The threat of AI-generated code to the world’s digital infrastructure
An article about how AI-enabled “vibe contributing” — low-quality, AI-generated code submitted by novice contributors — is overwhelming volunteer open source maintainers and threatening the stability of global digital infrastructure.
Teaching LLMs to reason like Bayesians
A research blog post about how Google trained LLMs to reason like optimal Bayesian agents via fine-tuning on Bayesian model outputs, dramatically improving probabilistic belief-updating across domains.
Mixture of Experts (MoEs) in Transformers
A technical blog post about how Hugging Face redesigned the transformers library to make Mixture-of-Experts (MoE) models first-class citizens, covering weight loading, expert routing backends, parallelism, and training optimizations.
Libraries & Code
An open-source LLM evaluation tool used to debug, evaluate, and monitor LLM applications, RAG systems, and agentic workflows with comprehensive tracing, automated evaluations, and production-ready dashboards. https://github.com/comet-ml/opik
A minimal, secure Python interpreter written in Rust for use by AI.
Papers & Publications
dLLM: Simple Diffusion Language Modeling
Abstract:
Although diffusion language models (DLMs) are evolving quickly, many recent models converge on a set of shared components. These components, however, are distributed across ad-hoc research codebases or lack transparent implementations, making them difficult to reproduce or extend.
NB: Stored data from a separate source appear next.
PR #4217, opened 2026-09-08
test(net): surface the 4 KiB payload leg in --net-peer output (#3899)

zackees:
#3899 requires "≥4 KiB payloads in both directions" with decisive evidence.

The exchange was already happening — I checked before writing anything, and deliberately did **not** add a duplicate test. `runNetClientTest` sets `success` to `passed == 12` over a fixed battery that includes a 4096-byte FNV-1a `POST /echo` round trip, and the peer loop invokes it in both directions on every cycle. Both sides implement it independently: `runHttpPayloadEchoTest` in the ESP32 block and `runRpHttpPayloadEchoTest` in the RP block, each 4096 bytes with hash verification, against the other side's `POST /echo` handler.

What was missing was *visibility*. The harness printed only the boolean, so the payload leg had to be deduced by reading firmware rather than read off the run — which is not what "decisive `REMOTE:`/`RESULT:` lines" means.

This prints the sub-test tally and the payload row per direction. Reporting only, no behaviour change.

### Result on RP2350W `2DCB876B587EA334` ↔ ESP32-C6 `8C:BF:EA:CF:87:B4`

```
--- Peer network cycle 10/10 ---
  RP2350W -> ESP32-C6: tests_passed=12 tests_failed=0
    payload: test='POST /echo 4096-byte FNV-1a' bytes=4096 passed=True
  ESP32-C6 -> RP2350W: tests_passed=12 tests_failed=0
    payload: test='POST /echo 4096-byte FNV-1a' bytes=4096 passed=True
NET PEER AUTORESEARCH PASSED (10 reconnect cycles)
```

Both directions, all ten cycles, `tests_failed=0` throughout.

## Summary by CodeRabbit

* **Bug Fixes**
  * Improved validation of network client-test reports.
  * Clear errors are now raised when required result data is missing, malformed, or incomplete instead of silently producing invalid output.
  * Network test summaries now consistently include matching payload results and pass/fail information.

* **Tests**
  * Expanded coverage for detailed payload results, result metadata, reconnect cycles, and invalid report scenarios.

### DIFF
--- a/ci/autoresearch/net.py
+++ b/ci/autoresearch/net.py
@@ -445,22 +445,47 @@ def _summarize_client_tests(label: str, data: dict[str, Any]) -> None:
     POST /echo round trip. #3899 asks for decisive evidence of >=4 KiB payloads
     in both directions, so print the tally and the payload row rather than
     leaving it to be deduced from the exit status.
+
+    A missing field is treated as a failure rather than printed as None: the
+    point of this function is to make the payload leg auditable, and a report
+    that cannot substantiate it is not evidence of a pass.
     """
-    passed = data.get("tests_passed")
-    failed = data.get("tests_failed")
-    print(f"  {label}: tests_passed={passed} tests_failed={failed}")
+    for field in ("tests_passed", "tests_failed"):
+        value = data.get(field)
+        if not isinstance(value, int) or isinstance(value, bool):
+            raise RpcError(
+                f"{label}: runNetClientTest response is missing an integer "
+                f"{field!r}; cannot substantiate the payload leg: {data!r}"
+            )
     results = data.get("results")
     if not isinstance(results, list):
-        return
-    for entry in results:
-        if not isinstance(entry, dict):
-            continue
-        name = str(entry.get("test", ""))
-        if "echo" in name.lower() or "byte" in name.lower():
-            print(
-                f"    {label} payload: test={name!r} "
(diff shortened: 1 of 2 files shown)


zackees:
Both applied.

**Assertions were too weak.** Correct — the test checked call counts and a zero exit, which would pass even if `_summarize_client_tests()` printed nothing. That is precisely the gap this PR exists to close, so the test was not testing the change.

It now captures stdout and asserts what a reader would actually have to read off the log:

```python
for label in ("RP2350W -> ESP32-C6", "ESP32-C6 -> RP2350W"):
    assert f"{label}: tests_passed=12 tests_failed=0" in out
    assert (f"{label} payload: test='POST /echo 4096-byte FNV-1a' "
            "bytes=4096 passed=True") in out
assert out.count("payload: test='POST /echo 4096-byte FNV-1a'") == 20
```

The count catches a summariser that fires once instead of per cycle per direction — ten cycles across two directions is twenty rows.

As the field accelerates, there is a clear need for a unified framework that standardizes these common components while remaining flexible enough to support new methods and architectures.
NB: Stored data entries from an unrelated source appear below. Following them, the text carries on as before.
PR #4220, opened 2026-09-08
fix(autoresearch): say why the RP failed to join, not just that it did

zackees:
`RP2350W did not join the ESP32-C6 AP` discards the `wifiStatus` the loop just spent ten seconds polling. That makes three very different problems indistinguishable: still associating, association rejected, or associated with no DHCP lease. Each has a different fix.

Now reports elapsed time, poll count and the last status:

```
RP2350W did not join the ESP32-C6 AP after 33.3s (60 polls);
last wifiStatus={'ip': '', 'apIp': '', 'status': 'FAILED', 'connected': False}
```

`status=FAILED` means the radio actively gave up. So this was never a timeout, and no amount of extra waiting would have fixed it — which is exactly what the old message let you assume.

Also prints join time on success. That is what showed the previous budget was marginal rather than generous: healthy joins measured **5.8, 6.2, 6.3 and 6.4 s** against a 20-poll budget worth roughly 10 s. Raised to 60 polls (~30 s); a healthy join still returns on the first or second poll, so it costs nothing when the link works.

### What I did not include, and why

I tried a 3 s settle delay after `stopNet`, on the theory that CYW43 teardown needs time before re-associating. First run looked convincing — **4 successful joins, up from 1**. Second run with the identical change: **0 joins**, failing on the very first association.

So the improvement was noise, and the settle delay is not in this PR. Mentioning it because the 1→4 result was tempting enough that I would have shipped it on a single run.

### Open, and not claimed as fixed

RP2350W ↔ ESP32-C6 association intermittently fails outright with `status=FAILED`. Observed at cycle 1, cycle 2, and not at all, across otherwise identical runs. There is also a separate intermittent HTTP failure with the RP acting as client (`body_read: 0`, empty status line). Neither is addressed here — this PR only makes them legible. Worth their own investigation with the better diagnostics now in place.

## Summary by CodeRabbit

* **Bug Fixes**
  * Improved Wi-Fi connection reliability by allowing up to 60 polling attempts while preserving time for diagnostics and cleanup.
  * Enhanced failure diagnostics with elapsed join time, polling count, early-stop status, and final Wi-Fi status.
  * Improved successful connection reporting with the join duration and assigned IP address.
  * Improved peer network test reporting by validating test results and displaying pass/fail totals and payload evidence.
  * Added clearer errors when network test responses are incomplete or lack payload results.

### DIFF
--- a/ci/autoresearch/net.py
+++ b/ci/autoresearch/net.py
@@ -437,6 +437,13 @@ async def run_net_loopback_autoresearch(
             await client.close()
 
 
+# CYW43 association is not instant, and a re-join after stopNet has been
+# observed to take longer than the original 10 s budget allowed. Poll for up
+# to ~30 s before calling it a failure; a healthy join still returns on the
+# first or second poll, so this costs nothing when things are working.
+kJoinPollAttempts = 60
+
+
 async def run_net_peer_autoresearch(
     upload_port: str,
     peer_upload_port: str,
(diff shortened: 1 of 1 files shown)


zackees:
Valid, and it undercuts the point of this PR specifically.

Raising the join budget to 60 polls (~30 s) means a run whose joins are slow can spend the entire `--timeout` inside the polling loop. The first casualty is the failure path — so the `wifiStatus` report this PR exists to add would be lost precisely when it matters, and the run would end with the same opaque timeout it started with.

The loop now stops polling once the whole-run deadline is within `kJoinReserveSeconds` (20 s), leaving room for the diagnostic RPC and the teardown pings:

```python
for _ in range(kJoinPollAttempts):
    if deadline - time.monotonic() < kJoinReserveSeconds:
        break
    wifi_status = await rpc_data(primary, "wifiStatus")
    ...
```

I chose reserving a slice over deriving the timeout from the full cycle budget because the derived figure would be large and misleading — 10 cycles x 30 s of join budget alone is 300 s, which is not a realistic run time, it is a worst case that never occurs when the link is healthy (observed joins take 5.8-6.4 s). Reserving keeps the common case unchanged and only bites when joins are genuinely pathological, which is the case that needs the diagnostics.

zackees:
Valid, and it matters more here than it would elsewhere — this PR exists specifically to make a failure legible, so a number in the failure message overstating the evidence undercuts the whole change.

The message quoted `kJoinPollAttempts` (60), but the deadline reserve I added in the previous commit can end the loop early. A run that managed twelve polls would have claimed sixty.

Now counts the requests actually issued, and says when the reserve cut the sweep short:

```
RP2350W did not join the ESP32-C6 AP after 33.2s across 60 wifiStatus poll(s);
last wifiStatus={'status': 'FAILED', ...}
```

versus

```
... after 8.1s across 14 wifiStatus poll(s) (stopped early to reserve deadline
for this report); last wifiStatus={...}
```

Those are different situations — "swept the full budget and it never associated" versus "ran out of run time before finishing the sweep" — and a reader should not have to guess which one they are looking at.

To address this gap, we introduce dLLM, an open-source framework that unifies the core components of diffusion language modeling -- training, inference, and evaluation -- and makes them easy to customize for new designs. With dLLM, users can reproduce, finetune, deploy, and evaluate open-source large DLMs such as LLaDA and Dream through a standardized pipeline. The framework also provides minimal, reproducible recipes for building small DLMs from scratch with accessible compute, including converting any BERT-style encoder or autoregressive LM into a DLM. We also release the checkpoints of these small DLMs to make DLMs more accessible and accelerate future research.
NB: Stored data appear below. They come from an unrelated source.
PR #4221, opened 2026-09-08
fix(autoresearch): stall-based timeouts for the RP HTTP client path

zackees:
Three deadline corrections in the RP networking path, all the same shape as the server-side fix merged in #4219.

### 1. `runRpHttpRequestTest` — one flat deadline for the whole exchange

```cpp
const uint32_t deadline_ms = millis() + 2000;
```

Set once, then used for the first-byte wait, the status line, every header *and* the body. #4196 fixed the body drain to read to completion, but this overarching budget survived — so a peer merely slow to start failed the entire request. It surfaces as:

```
'error': 'Unexpected HTTP status', 'body_read': 0,
'status_line': '', 'content_length': -1
```

which reads as a transport fault rather than a timeout. Now measures a stall refreshed by every byte read, with a 4 s ceiling.

### 2. `runRpHttpPayloadEchoTest` — same shape

A flat 4 s for an entire 4 KiB round trip, reporting its timeout as a hash mismatch against `2166136261` — the FNV-1a offset basis, i.e. the hash of zero bytes. Same stall treatment.

### 3. The #4219 server timer charged the peer for unserviced time

My own fix, incomplete. The stall timer measures wall time, but `pollNetServer()` is called once per `loop()` **after** `fl::task::run()` drains the RPC queue. A blocking handler — `runNetClientTest` issues 12 HTTP requests — starves it for seconds, and on the next poll `millis() - last_progress_ms` is large, so a connection that never went quiet is answered 408.

Service gaps over 100 ms are now credited back to both the stall watermark and the request budget: the peer cannot be judged silent over a window nobody was reading.

### Honest limit on verification

**None of these is demonstrated to fix the intermittent peer-link failures**, and I am not claiming they do.

Across runs today the failure moved between association (`status=FAILED`), RP-as-client reads (`body_read: 0`), the 4 KiB echo, and — after fix 3 — a 408 on a small `POST /rpc unknown`. No configuration reaches a clean 10/10, including unmodified master. Each change here is justified by inspection and by the precedent already accepted in #4219, so they are landing as correctness fixes rather than as a claimed repair.

### New open finding

After fix 3 the server still answered 408 to a *small* POST. That is worth noting separately: #4219 made the server *report* timeouts instead of closing silently, so requests that previously failed mutely now surface as 408 — meaning there may be a pre-existing "server does not complete this request" problem that the timeout change merely exposed. Not chased here; flagging it with the observation rather than guessing.

## Summary by CodeRabbit

- **Bug Fixes**
  - Improved RP2350W HTTP reliability by distinguishing periods of inactivity from overall request duration.
  - Slow or fragmented exchanges now continue while data is being received, with inactivity timing refreshed for each received byte.
  - HTTP operations now stop after a maximum exchange duration, even when intermittent data is received.
  - Improved timeout handling for large payload echo requests and outbound connections.

### DIFF
--- a/examples/AutoResearch/AutoResearchNet.cpp
+++ b/examples/AutoResearch/AutoResearchNet.cpp
@@ -769,9 +769,6 @@ namespace {
 // A stalled peer is one that has sent nothing for this long. Kept at the
 // old flat budget so a truly dead connection is reaped just as quickly.
 constexpr uint32_t kRpPeerStallMs = 2000;
-// A gap longer than this between service calls means loop() was busy
-// elsewhere, not that the peer stopped sending.
-constexpr int32_t kRpPeerServiceGapMs = 100;
 // Absolute ceiling for one request, so a peer that dribbles a byte at a time
 // cannot occupy the single-client server forever.
 constexpr uint32_t kRpPeerMaxRequestMs = 10000;
@@ -791,11 +788,9 @@ struct RpPeerState {
     // total elapsed time: a 4096-byte POST body arrives across several TCP
     // segments and legitimately outruns a fixed budget on CYW43 SoftAP.
     uint32_t last_progress_ms = 0;
-    // When pollNetServer() was last given a chance to run. loop() only calls
     // it after draining the RPC queue, so a blocking handler can starve it
     // for seconds. Without this the stall timer charges that gap to the peer
     // and answers 408 to a connection that never went quiet.
-    uint32_t last_service_ms = 0;
 };
 
 RpPeerState& rpPeerState() {
@@ -810,7 +805,6 @@ void resetRpPeerRequest(RpPeerState& state) {
     state.response_complete = false;
     state.request_started_ms = 0;
     state.last_progress_ms = 0;
-    state.last_service_ms = 0;
     state.request[0] = '\0';
     state.body[0] = '\0';
 }
@@ -1285,7 +1279,6 @@ void pollNetServer() {
         resetRpPeerRequest(state);
         state.request_started_ms = millis();
         state.last_progress_ms = state.request_started_ms;
-        state.last_service_ms = state.request_started_ms;
     }
     if (!state.client) {
         return;
@@ -1303,20 +1296,6 @@ void pollNetServer() {
     // Answering 408 instead of closing mutely means a real timeout is
     // reported as one rather than as a transport error.
     const uint32_t now_ms = millis();
-    // Credit an unserviced interval to the *stall* watermark only: the peer
-    // cannot be judged silent over a window nobody was reading. The absolute
-    // budget is deliberately not credited -- advancing it on every poll gap
-    // would push the ceiling forward indefinitely, so a peer that never sends
-    // anything could hold this single-client server for good, which is the
-    // exact case that ceiling exists to bound.
-    if (state.last_service_ms != 0) {
-        const int32_t service_gap =
-            static_cast<int32_t>(now_ms - state.last_service_ms);
-        if (service_gap > kRpPeerServiceGapMs) {
-            state.last_progress_ms += static_cast<uint32_t>(service_gap);
-        }
-    }
-    state.last_service_ms = now_ms;
     const bool stalled =
         static_cast<int32_t>(now_ms - state.last_progress_ms) >= kRpPeerStallMs;
     const bool over_budget =
--- a/examples/AutoResearch/AutoResearchNet.cpp
+++ b/examples/AutoResearch/AutoResearchNet.cpp
@@ -769,6 +769,9 @@ namespace {
 // A stalled peer is one that has sent nothing for this long. Kept at the
 // old flat budget so a truly dead connection is reaped just as quickly.
 constexpr uint32_t kRpPeerStallMs = 2000;
+// A gap longer than this between service calls means loop() was busy
+// elsewhere, not that the peer stopped sending.
+constexpr int32_t kRpPeerServiceGapMs = 100;
 // Absolute ceiling for one request, so a peer that dribbles a byte at a time
 // cannot occupy the single-client server forever.
 constexpr uint32_t kRpPeerMaxRequestMs = 10000;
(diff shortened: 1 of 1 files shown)


zackees:
Both points valid and applied.

**Deadline armed after `connect()`.** Correct, and it defeats the purpose of the change: `WiFiClient::connect()` is precisely where an unreachable or slow peer stalls, and arming the clock afterwards excluded that from the budget. Both request paths now take their start timestamp before `connect()`:

```cpp
const uint32_t exchange_started_ms = millis();   // before connect()
uint32_t last_progress_ms = exchange_started_ms;
if (!client.connect(host_ip, port)) { ... }
...
const uint32_t hard_deadline_ms = exchange_started_ms + kRpHttpClientMaxMs;
```

Same shape in `runRpHttpPayloadEchoTest`.

**Inner drain loop.** Also correct. `while (client.available())` never re-checked expiry, so a peer streaming without pause would keep it running past the hard deadline — the outer check is only reached when `available()` goes false. It now breaks on `echo_expired()`.

While applying this I briefly duplicated the echo declarations into `runRpHttpRequestTest` via a careless scripted edit; caught by the compiler and cleaned up before pushing.

**Verification is partial, and I am not claiming otherwise.** The peer link on this bench is intermittently failing for unrelated reasons. The run after this change failed at cycle 1 in the **C6 → RP** direction:

```
POST /echo 4096-byte FNV-1a  passed=False  status_code=408
```

That is the RP acting as *server* answering 408 — the server-side path, which these client-side changes do not touch. The RP → C6 client requests ran without issue. So the changes are exercised but not proven by a clean 10/10, which this bench is not currently producing in any configuration.

zackees:
Correct, and this was a bug I introduced in the previous commit rather than a pre-existing weakness.

Crediting an unserviced poll gap to `request_started_ms` as well as to the stall watermark pushes the absolute ceiling forward on **every** gap. A peer that sends nothing at all therefore keeps extending its own deadline and can hold the single-client server indefinitely — exactly the slow-loris case `kRpPeerMaxRequestMs` exists to bound. I defeated my own guard while trying to make the stall timer fair.

Only the stall watermark is credited now:

```cpp
if (service_gap > kRpPeerServiceGapMs) {
    state.last_progress_ms += static_cast<uint32_t>(service_gap);
    // request_started_ms deliberately NOT credited
}
```

That keeps the property I wanted — a peer is not judged silent over a window nobody was reading — while the wall-clock budget stays a real bound.

Verification is still partial and I am not claiming otherwise: the peer link on this bench is intermittently failing for unrelated reasons, and the run after this change failed again in the **C6 → RP** direction, which is the server path these client-side deadlines do not touch.

zackees:
**I have removed fix 3 (the server-side service-gap credit) from this PR — it was a regression.**

The A/B leaves no room for interpretation:

| configuration | result |
|---|---|
| **master** (change absent) | 5 cycles, **no 408 responses at all** |
| credit on stall + budget | cycle 1, server 408 on `POST /echo` |
| credit on stall only (absolute ceiling) | cycle 1, server 408 on `POST /rpc discover` |
| serviced-time ceiling | cycle 1, server 408 on `POST /rpc unknown` |
| **change removed** | **10/10 cycles, zero 408s, exit 0** |

Three formulations, each moving the failing request to a different one without fixing it, against a master that does not exhibit the failure. And the final run — with the change gone — is the first clean 10/10 this bench has produced in many attempts.

I should have run that master comparison after the first 408 rather than after the third. I had been attributing those failures to "the known intermittency" because the peer link genuinely is flaky, which made a real regression easy to wave through. The failing sub-test moving to a *smaller* POST after my "fix" was the signal I under-weighted.

**What remains in this PR** — the two client-side deadline fixes, which are what it was for:

- the exchange clock starts before `connect()`, so a stalled connect is inside the budget it is meant to bound
- the echo drain loop honours the hard deadline instead of running while `available()` stays true

**The starvation concern is real and now unaddressed.** `pollNetServer()` is still called once per `loop()` after the RPC queue drains, so a blocking handler can still starve it. But fixing that needs to start from evidence about which budget actually fires — the `netServerStats` diagnostic in #4222 reports `lastTimeoutWasStall`, `lastTimeoutBodyLength` and `lastTimeoutElapsedMs` precisely for this. That should land first.

zackees:
### Attempted to demonstrate these fixes work. The evidence does not support it.

Recording this because the cross-build numbers looked convincing and I nearly reported them as proof.

**The apparent result.** In a window where the peer link was healthy (association succeeding throughout, so it was no longer the confound it had been earlier), five runs:

| build | runs | outcome |
|---|---|---|
| master | 2 | **both failed at cycle 9** — `GET /status` and `GET /leds`, each `body_read: 0` |
| this branch | 3 | **all 10/10 PASS** |

Both master failures are exactly the symptom this PR addresses: the RP acting as client, getting nothing back, with an empty status line. Mechanism matched, conditions comparable, 0/2 against 3/3.

**The isolating test.** Rather than trust a cross-build count, I reverted *only* the client deadline logic back to master's flat 2 s total-elapsed form, on this branch, changing nothing else — the same technique that settled the join-budget question on #3899:

```
flat-deadline run1: exit=0  cycles=10
flat-deadline run2: exit=0  cycles=10
```

**Both still pass.** If the fix were what separated master from this branch, restoring master's behaviour should have restored master's failure. It did not.

**Conclusion.** The 0/2 versus 3/3 split is not attributable to these changes. The peer link's intermittency varies on a scale of hours — established on #3899, where five consecutive clean runs happened at two different poll budgets — and two master runs is simply too small a sample against that background.

So this PR remains **exercised, not proven**, which is what its description says. The two client-side changes are still correct by inspection: a deadline armed after `connect()` cannot bound time spent inside `connect()`, and a drain loop that never re-checks expiry can outrun its own budget. Neither claim needs the runs.

This is the third hypothesis I have tested and refuted on this bench with a within-build A/B — after the `stopNet` settle delay and the join budget. In each case a small cross-build sample looked like causation and an in-build revert showed it was not. Worth stating plainly: on this fixture, comparisons across builds are close to worthless without one.

zackees:
CI failure was `QEMU ESP32C3 test-emu failed: timed out` — an emulator timeout unrelated to this branch.

Verified rather than assumed: both changes here sit at lines 862 and 1054 of `AutoResearchNet.cpp`, inside the `#elif defined(FL_IS_RP2350)` block that begins at line 748. The ESP32 branch spans lines 50-748, so an ESP32C3 build never compiles this code.

Branch refreshed against master (merged cleanly, no conflicts) and re-verified on hardware: **10/10 cycles, `NET PEER AUTORESEARCH PASSED`**.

Beyond Language Modeling: An Exploration of Multimodal Pretraining
Abstract:
The visual world offers a critical axis for advancing foundation models beyond language. Despite growing interest in this direction, the design space for native multimodal models remains opaque. We provide empirical clarity through controlled, from-scratch pretraining experiments, isolating the factors that govern multimodal pretraining without interference from language pretraining. We adopt the Transfusion framework, using next-token prediction for language and diffusion for vision, to train on diverse data including text, video, image-text pairs, and even action-conditioned video. Our experiments yield four key insights: (i) Representation Autoencoder (RAE) provides an optimal unified visual representation by excelling at both visual understanding and generation; (ii) visual and language data are complementary and yield synergy for downstream capabilities; (iii) unified multimodal pretraining leads naturally to world modeling, with capabilities emerging from general training; and (iv) Mixture-of-Experts (MoE) enables efficient and effective multimodal scaling while naturally inducing modality specialization. Through IsoFLOP analysis, we compute scaling laws for both modalities and uncover a scaling asymmetry: vision is significantly more data-hungry than language. We demonstrate that the MoE architecture harmonizes this scaling asymmetry by providing the high model capacity required by language while accommodating the data-intensive nature of vision, paving the way for truly unified multimodal models.